Does anyone now where to find an accurate Bond strap? I only see cheap/incorrect straps around, and I was looking for something more screen accurate.

Corvus is out of business and a seller that had them on Ebay has being without for a year now...

Can anyone help me to find a faithful reproduction of the old green/dark blue bond strap?


----------



## broonzbane (Mar 25, 2013)

The Corvus Bond was made by Phoenix, who has the government contract for the British Ministry of Defense. I still have my old Corvus, but stopped wearing it within weeks of purchasing it because the adjustment holes started to blowout terribly. It’s a gorgeous strap, but the quality is awful IMHO.

After Corvus folded up their tent, Phoenix started making the Bond under their own branding, but it’s generally held that the quality is still just as suspect today as it was then. Caveat emptor.

I have since acquired an Erika’s Originals MN ‘Connery’ which comes closer to faithfully replicating the color scheme, weave and flat matte ‘sheen’ (for lack of a better term) than any other NATO alternative I’ve tried. But at 5x the price…

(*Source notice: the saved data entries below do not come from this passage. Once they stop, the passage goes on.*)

PR #30710, opened 2026-07-30
Fixes #30709: fix(ingestion): build a deferred model's schema on first instantiation

### LINKED ISSUE #30709: Ingestion: deferred models break serialization with "'MockValSer' object cannot be converted to 'SchemaSerializer'"
### Affected module

Ingestion Framework

### Describe the bug

Since #30377 (`defer_build=True` on the generated-model base class), any `model_dump()` that reaches a nested model whose own schema was never built dies with:

```
TypeError: 'MockValSer' object cannot be converted to 'SchemaSerializer'
```

Every Snowflake CLI ingestion hits it. `MetadataWorkflow._get_source` calls `self.config.source.model_dump()` (`ingestion/src/metadata/workflow/metadata.py:50`), and the workflow aborts before it does any work:

```
[2026-07-30 14:51:16] INFO     {metadata.OMetaAPI:server_mixin:98} - OpenMetadata client running with Server version [2.0.0] and Client version [2.0.0.0]
[2026-07-30 14:51:16] ERROR    {metadata.Utils:logger:222} -
Error initializing metadata: 'MockValSer' object cannot be converted to 'SchemaSerializer'
```

Root cause: `defer_build` means a nested model's schema only ever gets **inlined into its parent**. Validating `Source` therefore never touches `SnowflakeConnection`'s own validator or serializer, so that class keeps the `MockValSer` that pydantic puts on it in place of a real serializer (`_mock_val_ser.set_model_mocks`). When serialization falls back to type inference for a union member, pydantic-core reads `type(value).__pydantic_serializer__` **directly off the class** — a plain attribute lookup that never goes through `MockValSer.__getattr__`, so the lazy rebuild that would normally repair this never fires. pydantic-core then fails to convert the mock.

Four instantiated-but-unbuilt classes are involved in the Snowflake case: `SnowflakeConnection`, `DatabaseConnection`, `SourceConfig`, `DatabaseServiceMetadataPipeline`. Force-building any one of them individually still fails; building all four makes the dump succeed. Not connector-specific plumbing — it is any instantiated model whose class was never built. Postgres happens not to trip it.

Not a pydantic version issue: reproduced on 2.11.10, 2.11.9, 2.11.7 and 2.10.6.

### To Reproduce

No server or credentials needed:

```python
from metadata.generated.schema.metadataIngestion.workflow import Source

cfg = {
    "type": "snowflake",
    "serviceName": "test",
    "serviceConnection": {
        "config": {
            "type": "Snowflake",
            "account": "account",
            "username": "username",
            "password": "password",
            "warehouse": "warehouse",
        }
    },
    "sourceConfig": {"config": {"type": "DatabaseMetadata"}},
}
Source.model_validate(cfg).model_dump()  # TypeError
```

`OM_PYDANTIC_DEFER_BUILD=false` makes it pass, which confirms the source.

### Expected behavior

`model_dump()` works on a validated workflow config, and `metadata ingest -c <snowflake config>` runs — with `defer_build` left on by default.

### OS

macOS 15.5 (Darwin 25.5.0)

### Python version

3.11.13

### OpenMetadata version

2.0.0

openmetadata-ingestion==2.0.0.0.dev0 (built from `main`)

### Additional context

`ingestion/tests/unit/test_generated_models_defer_build.py` checks buildability (`model_rebuild(force=True)`) and the env toggle, but never dumps a parent whose nested child class was never built — which is the entire failure mode, hence the gap in CI.

Workaround until fixed: `export OM_PYDANTIC_DEFER_BUILD=false` (the kill-switch #30377 shipped), at the cost of the import-time RSS saving.

pmbrull:
### Describe your changes:

Fixes #30709

`defer_build=True` (#30377) means a nested model's schema only ever gets **inlined into its parent**, so the nested class keeps the `MockValSer` that pydantic puts on it in place of a real serializer (`_mock_val_ser.set_model_mocks`). Pydantic's serialization fallbacks read `type(value).__pydantic_serializer__` straight off the class — a plain attribute lookup that never goes through `MockValSer.__getattr__`, so the lazy rebuild that would normally repair this never fires. pydantic-core then fails to convert the mock:

```
TypeError: 'MockValSer' object cannot be converted to 'SchemaSerializer'
```

That takes out **every Snowflake CLI ingestion**. `MetadataWorkflow._get_source` calls `self.config.source.model_dump()`, and `SnowflakeConnection`, `DatabaseConnection`, `SourceConfig` and `DatabaseServiceMetadataPipeline` are all instantiated there without ever being built, so the workflow dies at init before doing any work.

I build the schema in `model_post_init` when the class is still incomplete. An instantiated model is a used model, and importing a module instantiates nothing, so #30377's import-time saving survives — the deferral just now ends at first use rather than first *direct* use.

`_parent_namespace_depth=0` is deliberate: the default (2) would resolve forward refs against whichever frame happened to instantiate the model instead of against the model's own module.

#
### Type of change:

- [x] Bug fix

#
### Checklist:

- [x] My PR title is following the [convention](https://github.com/open-metadata/OpenMetadata/blob/main/CONTRIBUTING.md).
- [x] I have added tests.

#
### Verification

Peak RSS over a Snowflake workflow source plus 200 `Table` validate/dump cycles:

| config | `Source.model_dump()` | maxrss |
|---|---|---|
| `main` | **TypeError** | 202 MB |
| this PR | OK | **203 MB** |
| `OM_PYDANTIC_DEFER_BUILD=false` | OK | 305 MB |

So the fix costs ~1 MB and keeps ~100 MB of #30377's win. `Table.__pydantic_complete__` is still `False` after an import-only run, i.e. deferral is intact.

Also checked by hand: `metadata ingest -c <snowflake config>` now gets past init to authentication instead of dying on the dump, and a recursive `Table` → `Column` → `children` validate + `model_dump` + `model_dump_json` round-trips, so rebuilding inside `model_post_init` while the parent's validator is running is not re-entrant-hostile.

`tests/unit/test_generated_models_defer_build.py`, `test_pydantic_v2.py`, `test_workflow_parse.py`, `test_workflow_parse_example_config.py` and `test_filter_pattern.py` pass.

#
### Test gap this closes

The existing guards check buildability (`model_rebuild(force=True)`) and the env toggle, but never dump a parent whose nested child class was never built — which is the entire failure mode, so CI was green while every Snowflake ingestion was broken. The new `test_deferred_nested_models_are_serializable` does exactly that, in a fresh interpreter with the toggle unset. Verified that it fails on `main` with the `TypeError` above.

#
### Note for reviewers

Just my opinion…hope this helps!


----------



## Potter63 (Feb 8, 2018)

broonzbane said:


> The Corvus Bond was made by Phoenix, who has the government contract for the British Ministry of Defense. I still have my old Corvus, but stopped wearing it within weeks of purchasing it because the adjustment holes started to blowout terribly. It’s a gorgeous strap, but the quality is awful IMHO.
> 
> After Corvus folded up their tent, Phoenix started making the Bond under their own branding, but it’s generally held that the quality is still just as suspect today as it was then. Caveat emptor.
> 
> ...


Hi Bronzebane! 

Thank you for your reply.

I was under the impression that Corvus straps were more accurate than Phoenix.
The Corvus green stripes seems to be more accurate and the red side lines thinner (or is it just my impression?)

Corvus:










The phoenix green seems pretty off from the pictures 
Phoenix:










The one provided from that eBay seller called aliasmarlow seems to be one of the best versions, but he hasn't had anything in stock for a while and he's not bother with replying to messages either.
From ebay on the right (next to geckota)










The Erika's look very well made, but not particularly true to the original...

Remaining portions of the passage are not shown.